What to work on> Search the entries for the word "software". Copy every line where it turns up.

Entries taken from a collection
* * * * * * *
PR #15366, opened 2024-06-26
Update english.xml

Need74:
Good morning,
This modification of the english.xml file aims to allow better translation for other languages ​​by preferring more commonly accepted terms. I also added a certain number of empty lines to harmonize the file in its structure and ease of reading. Some terms were incomplete or confusing and should therefore be removed. I'll stay tuned to talk about this simple proposition. Sincerely
Dennis

### DIFF
--- a/PowerEditor/installer/nativeLang/english.xml
+++ b/PowerEditor/installer/nativeLang/english.xml
@@ -13,11 +13,11 @@ Translation note:
 					<Item menuId="file" name="&amp;File"/>
 					<Item menuId="edit" name="&amp;Edit"/>
 					<Item menuId="search" name="&amp;Search"/>
-					<Item menuId="view" name="&amp;View"/>
+					<Item menuId="view" name="&amp;Display"/><!-- Because the term View is also used in the Menu "Move to Other View" and "Clone to Other View" -->
 					<Item menuId="encoding" name="E&amp;ncoding"/>
 					<Item menuId="language" name="&amp;Language"/>
 					<Item menuId="settings" name="Se&amp;ttings"/>
-					<Item menuId="tools" name="To&amp;ols"/>
+					<Item menuId="tools" name="To&amp;ols"/> and
 					<Item menuId="macro" name="&amp;Macro"/>
 					<Item menuId="run" name="&amp;Run"/>
 					<Item menuId="Plugins" name="&amp;Plugins"/>
@@ -26,7 +26,7 @@ Translation note:
 				<!-- Sub Menu Entries -->
 				<SubEntries>
 					<Item subMenuId="file-openFolder" name="Open Containing &amp;Folder"/>
-					<Item subMenuId="file-closeMore" name="Close &amp;Multiple Documents"/>
+					<Item subMenuId="file-closeMore" name="Close &amp;Multiple Files"/>
 					<Item subMenuId="file-recentFiles" name="&amp;Recent Files"/>
 					<Item subMenuId="edit-insert" name="Insert"/>
 					<Item subMenuId="edit-copyToClipboard" name="Cop&amp;y to Clipboard"/>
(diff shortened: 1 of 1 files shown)


PowerEditor/installer/nativeLang/english.xml
```diff
@@ -13,11 +13,11 @@ Translation note:
 					<Item menuId="file" name="&amp;File"/>
 					<Item menuId="edit" name="&amp;Edit"/>
 					<Item menuId="search" name="&amp;Search"/>
-					<Item menuId="view" name="&amp;View"/>
+					<Item menuId="view" name="&amp;Display"/><!-- Because the term View is also used in the Menu "Move to Other View" and "Clone to Other View" -->
 					<Item menuId="encoding" name="E&amp;ncoding"/>
 					<Item menuId="language" name="&amp;Language"/>
 					<Item menuId="settings" name="Se&amp;ttings"/>
-					<Item menuId="tools" name="To&amp;ols"/>
+					<Item menuId="tools" name="To&amp;ols"/> and
```
donho, line 20: It shouldn't be there.

PowerEditor/installer/nativeLang/english.xml
```diff
@@ -13,11 +13,11 @@ Translation note:
 					<Item menuId="file" name="&amp;File"/>
 					<Item menuId="edit" name="&amp;Edit"/>
 					<Item menuId="search" name="&amp;Search"/>
-					<Item menuId="view" name="&amp;View"/>
+					<Item menuId="view" name="&amp;Display"/><!-- Because the term View is also used in the Menu "Move to Other View" and "Clone to Other View" -->
```
donho, line 16: The term "View" is a convention of Windows applications, and used by the major software under Windows.

donho (commented):
Good suggestions for some terms. However users have become accustomed to the use of these terms.
I'll consider some of your suggestions and do the modification in english.xml myself.

PowerEditor/installer/nativeLang/english.xml
Need74: For this point it was an error on my part and I subsequently deleted it.

PowerEditor/installer/nativeLang/english.xml
Need74: > The term "View" is a convention of Windows applications, and used by the major software under Windows.

I am well aware of this and if I made this proposal it is just to be able to retain the use of the term view for the right zone and left zone which are called views.

I think that it is in fact this name that a change should be made.
I suggest talking about display area where appropriate.

The lines concerned would be:
328 <Item id="44072" name="Focus on Another View"/>
351 <Item id="10001" name="Move to Other View"/>
352 <Item id="10002" name="Clone to Other View"/>
444 <Item CMDID="10001" name="Move to Other View"/>
445 <Item CMDID="10002" name="Clone to Other View"/>

They could become:
328 <Item id="44072" name="Focus on Another Display Area"/>
351 <Item id="10001" name="Move to Other Display Area"/>
352 <Item id="10002" name="Clone to Other Display Area"/>
444 <Item CMDID="10001" name="Move to Other Display Area"/>
445 <Item CMDID="10002" name="Clone to Other Display Area"/>

This is only a suggestion but it seems to me that it would provide better clarity when using the software.

PowerEditor/installer/nativeLang/english.xml
Need74: > It shouldn't be there.

For this point it was an error on my part and I subsequently deleted it.

Need74:
Thank you for taking the time to read and understand the meaning of my PR.
It seems obvious to me that modifying the "English language master" file on which all translations depend must be done with the greatest care.
I don't know if you understood it, but the multiple line breaks I made were intended to make it easier to read the file in text mode and to better identify the beginnings and ends of main sections.
I remain at your disposal for any further information and thank you for your involvement in the world of free software.
Sincerely
Dennis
* * * * * * *
Solution for this task>
donho, line 16: The term "View" is a convention of Windows applications, and used by the major software under Windows.
Need74: > The term "View" is a convention of Windows applications, and used by the major software under Windows.
This is only a suggestion but it seems to me that it would provide better clarity when using the software.
I remain at your disposal for any further information and thank you for your involvement in the world of free software.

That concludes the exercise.